The complex role of COL4A2 across different ethnicities is further illustrated by conflicting data from other East Asian studies. A large exome-wide study in Japan found no association between COL4A2 mutations and ICH,^[18] while research in the Chinese Han population implicated different polymorphisms within the same gene (rs1049931 and rs1049906) in increasing risk.^[19] This suggests that the genetic etiology of ICH is not only population-specific but may also involve different causal variants within the same gene or interactions with differing genetic backgrounds and environmental factors.

Our study has several limitations. The sample size, while sufficient to detect an association, is relatively modest compared to large international consortia.
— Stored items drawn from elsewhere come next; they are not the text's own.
PR #1152, opened 2021-02-16
gl/sync_state: fix sync_cull.

Zangetsu38:
- fix or improve render on some game

# Result:
-  Improve body and fix some transparante on Ff10 
image

- fix yellow screen
image

- fix character texture
image

### DIFF
--- a/vita3k/renderer/src/gl/sync_state.cpp
+++ b/vita3k/renderer/src/gl/sync_state.cpp
@@ -194,11 +194,11 @@ void sync_cull(GLContext &context, const GxmContextState &state) {
     switch (state.cull_mode) {
     case SCE_GXM_CULL_CCW:
         glEnable(GL_CULL_FACE);
-        glCullFace(context.viewport_flip[1] == 1.0f ? GL_FRONT : GL_BACK);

This limits the power for more sophisticated subgroup analyses (e.g., by ICH location) or for investigating rare variants. The findings require validation in an independent, larger Kazakh cohort to confirm the effect size and direction.
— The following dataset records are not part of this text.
PR #1138, opened 2021-02-08
AvPlayer event callback

bookmist:
This help to break throught dead pause on video player. It's very rough code and need to be restructured and reformatted. But it can help with big problem in many games.
I'm asking for help for good realisation of running callbacks. Now I can't pass more when 3 parameters and put garbage in threads list. Any advices how to realyse it right.

PR #1155, opened 2021-02-17
kernel: reimplement run_callback

sunho:
This should be without erratic bug when calling lle callback function (after running one callback function it will go outside the interrupt handler) 

I used cpu instance pool to solve the problem. It grabs one cpu instance from the pool, execute the lle code on it, and return instance to the pool. If service call is made inside lle callback code, it should work fine, since it's brand new cpu instance separate from the original cpu instance of the thread (the one called something like sceNpCheckCallback) The cursed nested loop like service call -> callback -> service call -> callback -> service call also work fine. But, if the depth is higher than the volume of cpu pool, it would break. I set it to 10 for now. I think it should work fine as long as there's no infinite recursion or something.

The reason for pooling is because of unicorn instance tlb cache. The instance holds its own jit cache, and the overhead for translation is quite high. Pooling can help this. However, since we almost randomly draw an instance from the pool, the instance might not have helpful jit cache. Solving this problem is interesting further work. We can try using thread_id to draw more appropriate instance. (e.g. this instance was used by thread 3 before, so it should have jit cache helpful for lle callback execed from thread 3)

### DIFF
--- a/vita3k/app/include/app/functions.h
+++ b/vita3k/app/include/app/functions.h
@@ -23,6 +23,7 @@ struct Config;
 struct HostState;
 struct SDL_Window;
 struct ImGui_State;
+struct CPUDepInject;
 template <class T>
 class Ptr;
 class Root;
@@ -39,7 +40,7 @@ enum class AppRunType {
     Vpk,
 };
 
-bool init(HostState &state, Config &cfg, const Root &root_paths);
+bool init(HostState &state, Config &cfg, const Root &root_paths, CPUDepInject inject);
 void destroy(HostState &host, ImGui_State *imgui);
 void update_viewport(HostState &state);
 void error_dialog(const std::string &message, SDL_Window *window = nullptr);
--- a/vita3k/app/src/app_init.cpp
+++ b/vita3k/app/src/app_init.cpp
@@ -94,7 +94,7 @@ void update_viewport(HostState &state) {
     }
 }
 
-bool init(HostState &state, Config &cfg, const Root &root_paths) {
+bool init(HostState &state, Config &cfg, const Root &root_paths, CPUDepInject inject) {
     const ResumeAudioThread resume_thread = [&state](SceUID thread_id) {
         const auto thread = lock_and_find(thread_id, state.kernel.threads, state.kernel.mutex);
         const std::lock_guard<std::mutex> lock(thread->mutex);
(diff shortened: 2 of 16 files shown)


sunho:
LBP and downfall (network checking game in general) are affected by this pr. I'd appreciate if someone can test them. 

I also want to confirm that the issue related to https://github.com/Vita3K/Vita3K/pull/1138 is okay with this. @bookmist

Zangetsu38:
same for killzone, npcheckcallback, and some other stop boot after this get, i try

sunho:
downwell boots fine for me. But the graphics has regressed in master build.

Zangetsu38:
yes, i have same, render is very darkness, diffucult to see

Zangetsu38:
i see regression on video playing for Hatsune mikudiva F, i now crash on start play video

frangarcj:
I still don't get how the arguments are passed. Can you explain it?

bookmist:
> I also want to confirm that the issue related to #1138 is okay with this. @bookmist

Looks ok. Many thanks, I hoped someone rewrite this part of my code properly. Some of my old code was not cleaned, so there is the patches

` vita3k/modules/SceAvPlayer/SceAvPlayer.cpp | 1 -
 1 file changed, 1 deletion(-)

diff --git a/vita3k/modules/SceAvPlayer/SceAvPlayer.cpp b/vita3k/modules/SceAvPlayer/SceAvPlayer.cpp
index 725e472c..370b3fba 100644
--- a/vita3k/modules/SceAvPlayer/SceAvPlayer.cpp
+++ b/vita3k/modules/SceAvPlayer/SceAvPlayer.cpp
@@ -186,7 +186,6 @@ EXPORT(int, sceAvPlayerAddSource, SceUID player_handle, const char *path) {
 EXPORT(int, sceAvPlayerClose, SceUID player_handle) {
     const PlayerPtr &player_info = lock_and_find(player_handle, host.kernel.players, host.kernel.mutex);
     run_event_callback(host, thread_id, player_info, SCE_AVPLAYER_STATE_STOP, 0, Ptr<void>(0));
-    assert(player_info->callback_depth_counter == 0);
     host.kernel.players.erase(player_handle);
     return 0;
 }`

` vita3k/kernel/include/kernel/state.h | 2 --
 1 file changed, 2 deletions(-)

diff --git a/vita3k/kernel/include/kernel/state.h b/vita3k/kernel/include/kernel/state.h
index 08d136b0..fb12a879 100644
--- a/vita3k/kernel/include/kernel/state.h
+++ b/vita3k/kernel/include/kernel/state.h
@@ -234,8 +234,6 @@ struct PlayerInfoState {
     SceAvPlayerMemoryAllocator memory_allocator;
     SceAvPlayerFileManager file_manager;
     SceAvPlayerEventManager event_manager;
-    SceUID player_callback_thread_id = SCE_KERNEL_ERROR_ILLEGAL_THREAD_ID;
-    uint32_t callback_depth_counter = 0;
 };
 
 typedef std::shared_ptr<PlayerInfoState> PlayerPtr;
`

bookmist:
> 
> 
> I still don't get how the arguments are passed. Can you explain it?

Arguments passed in first 4 registers of CPU. Fifth and more arguments should be puched into stack, but i don't know how to do it.

Zangetsu38 (approved):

Future research directions are promising. The planned multicenter ERICH-GENE study,^[20] which will perform whole-genome sequencing on over 10,000 patients from diverse ethnicities, is poised to definitively address these questions of ethnic heterogeneity and discover novel variants. In conclusion, our investigation identifies rs9515199 as a potential protective genetic marker for ICH in the Kazakh population, underscoring the necessity of including diverse ethnic groups in genetic research. While this marker is not yet ready for clinical application, it represents a step toward more precise risk stratification and underscores the need for developing personalized medicine approaches that account for genetic ancestry.

CONCLUSION

Our study identified several risk factors for ICH in the Kazakh population. A history of arterial hypertension, diabetes mellitus (OR = 3.11; 95% CI: 1.19–8.09), and moderate-to-heavy alcohol consumption (OR = 4.43; 95% CI: 2.12–9.27) were significant medical and social predictors. Genetic analysis revealed a strong association between the rs9515199 polymorphism in the COL4A2 gene and a reduced risk of ICH. A protective effect was observed under the co-dominant (CT genotype: OR = 0.60; 95% CI: 0.36–0.99; p = 1e-04; CC genotype: OR = 0.22; 95% CI: 0.11–0.46; p = 1e-04), dominant (CT/CC vs. TT: OR = 0.45; 95% CI: 0.28–0.73; p = 9e-04), and recessive (CC vs. CT/TT: OR = 0.29; 95% CI: 0.15–0.56; p = 1e-04) models. The identified protective effect of the C allele contrasts with previously reported associations in European populations, where the same allele was linked to an increased risk. This discrepancy underscores the critical role of ethnic genetic background in modifying disease risk and highlights the importance of conducting genetic association studies in diverse populations. Further validation in larger, independent cohorts is essential to confirm these associations. Ultimately, integrating genetic markers like rs9515199 with established clinical risk factors could improve risk stratification and pave the way for personalized prevention strategies for ICH.